Training Utilities

Functions

split_train_and_test_data

Splits geometry and energy datasets into training and validation sets.

split_train_and_test_data_w_forces

Splits geometry, force, and energy datasets into training and validation sets.

molpipx.utils_training.split_train_and_test_data(Geometries: jaxtyping.Float.(jaxtyping.Array, '...'), Energies: jaxtyping.Float.(jaxtyping.Array, '...'), N: int, key: jaxtyping.Key, Nval: int = 0) -> ((jaxtyping.Float, jaxtyping.Float), (jaxtyping.Float, jaxtyping.Float))[source]

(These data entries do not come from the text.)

PR #188, opened 2020-02-10
Update Snapshot URL

centercirclesolutions:
Old URL is no longer up to date. Use https://ls.manapotion.io/latest-export.gz.bin or until a better option hosted by IF is available


muXxer:
IF updated the snapshots.... we will let this PR open some days to check if the IF snapshots stay up to date

centercirclesolutions:
@muXxer @luca-moser IF site is looking good. I will close this later today unless I hear otherwise

PR #369, opened 2023-10-18
Model `let`-bound parameters in the IR

### LINKED ISSUE #362: Model `let` bindings in the IR
Currently, `let`-bindings for parameters are treated purely as syntactic sugar: they are eliminated in `from_ast` and not modeled in the IR. I think we should walk back this decision and model them explicitly in the IR. There are a couple of benefits from this:
* The error messages can reference information in a source-level format instead of the fully expanded version
* There is some hope that the solvers can find more syntactic similarities when solving constraints

The implementation should be straightfoward:
1. Model a new `ParamOwner` which tracks `let`-bound variables
2. Change `monomorphize` to track the values for `let`-bound variables

rachitnigam:
Fixes #362.


rachitnigam:
@UnsignedByte I've tried this out with #348 and it seems to slow down things. Regardless, you should experiment with these changes and see if they help at all. The benefit in error reporting might still make it worth merging.

rachitnigam:
`let`-bound values in the `with` section are still inlined with this PR. Maybe we should also turn them into `let` statements in the body of the component for symmetry and better error reporting.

Splits geometry and energy datasets into training and validation sets.

Parameters:
  • Geometries (Array) – The complete dataset of geometries (Batch, Na, 3).

  • Energies (Array) – The complete dataset of corresponding energies (Batch, 1).

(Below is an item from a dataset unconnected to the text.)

PR #375, opened 2023-10-19
Bitvector encoding for proofs

### LINKED ISSUE #374: Explore bitvector encoding for parameters
We currently interpret all parameters as `Int` when encoding them in SMT. The benefit of this is that we get truly unbounded proofs over all integers. However, it is well known that integers are a lie and who wants to use a parameter that is greater than 2^64 anyways. The practical benefit of using a bitvector encoding is we might scale better when performing non-linear reasoning (like with integer division).

The big problem with switching to a bitvector encoding is handling overflow behavior. For example, the following program has a model:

  • N (int) – The number of samples to include in the training set.

  • key (Key) – A JAX random key used to shuffle the data.

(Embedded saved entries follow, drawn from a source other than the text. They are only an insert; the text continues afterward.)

PR #379, opened 2023-10-20
Support multi-dimensional bundles

### LINKED ISSUE #351: Multidimensional Bundles
As the title says, we should have support for multidimensional bundles. I'm thinking something like this:
```
bundle a[10][20]: for<i, j> ['G, 'G + i + j + 1] 32;
```
where `i` ranges from `0` to `9` and `j` from `0` to `19`.

These can probably be eliminated by the IR if we group everything into one dimension like so:
```
bundle a[10*20]: for <k> ['G, 'G + k/10 + k-((k/10)*10) + 1] 32;
```

rachitnigam:
Fixes #351. Adds supports for multi-dimensional bundles. For now, just testing to make sure that the changes don't break any reasoning with single dimensional bundles. Once that works, I'll add support to the frontend for parsing multi-dimensional bundles.


rachitnigam:
`assign-check` is failing and disabling it makes `bundle-elim` fail. Need to debug.

rachitnigam:
Turned out to be a dumb issue!

rachitnigam:
There seems to be some compilation bug which causes the serializer and deserializer not to correctly generate their outputs. I think the post-monomorphization code is *probably* well-typed but this is the kind of thing that the old AST flow was good at giving a convincing guarantee about.

rachitnigam:
Haha, the merge fixed it! Seems like it is exactly the issue that @UnsignedByte fixed yesterday!

rachitnigam:
Okay, I was being to excited things still fail.

rachitnigam:
Okay, this is working now! @UnsignedByte I'd be interested in seeing if the pipelined FFT implementation becomes much easier to type check using this.

PR #386, opened 2023-10-25
Fix a bug in assumption generation for existential parameters

UnsignedByte:


rachitnigam:
The problem was that we did not add the path condition when generating the well-formedness constraint. This also changes the printer to print out the reason for an assertion being generated which makes debugging these kinds of problems easier.

PR #388, opened 2023-10-26
Set default solver to z3

UnsignedByte:
Changes the default solver used in discharge.


UnsignedByte:
Should be a quick merge, just sets the default solver to z3 and installs it for githb actions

  • Nval (int, optional) – The number of samples to include in the validation set. If 0 or None, the remaining samples after selecting N are used. Defaults to 0.

Returns:

Two tuples containing the split data:
  • Train: (X_tr, y_tr)

  • Validation: (X_val, y_val)

Return type:

Tuple

molpipx.utils_training.split_train_and_test_data_w_forces(Geometries: jaxtyping.Float.(jaxtyping.Array, '...'), Forces: jaxtyping.Float.(jaxtyping.Array, '...'), Energies: jaxtyping.Float.(jaxtyping.Array, '...'), N: int, key: jaxtyping.Key, Nval: int = 0) -> ((jaxtyping.Float, jaxtyping.Float, jaxtyping.Float), (jaxtyping.Float, jaxtyping.Float, jaxtyping.Float))[source]

Splits geometry, force, and energy datasets into training and validation sets.

Parameters:
  • Geometries (Array) – The complete dataset of geometries (Batch, Na, 3).

  • Forces (Array) – The complete dataset of corresponding forces (Batch, Na, 3).

  • Energies (Array) – The complete dataset of corresponding energies (Batch, 1).

  • N (int) – The number of samples to include in the training set.

  • key (Key) – A JAX random key used to shuffle the data.

  • Nval (int, optional) – The number of samples to include in the validation set. If 0 or None, the remaining samples are used. Defaults to 0.

Returns:

Two tuples containing the split data:
  • Train: (X_tr, G_tr, y_tr)

  • Validation: (X_val, G_val, y_val)

Return type:

Tuple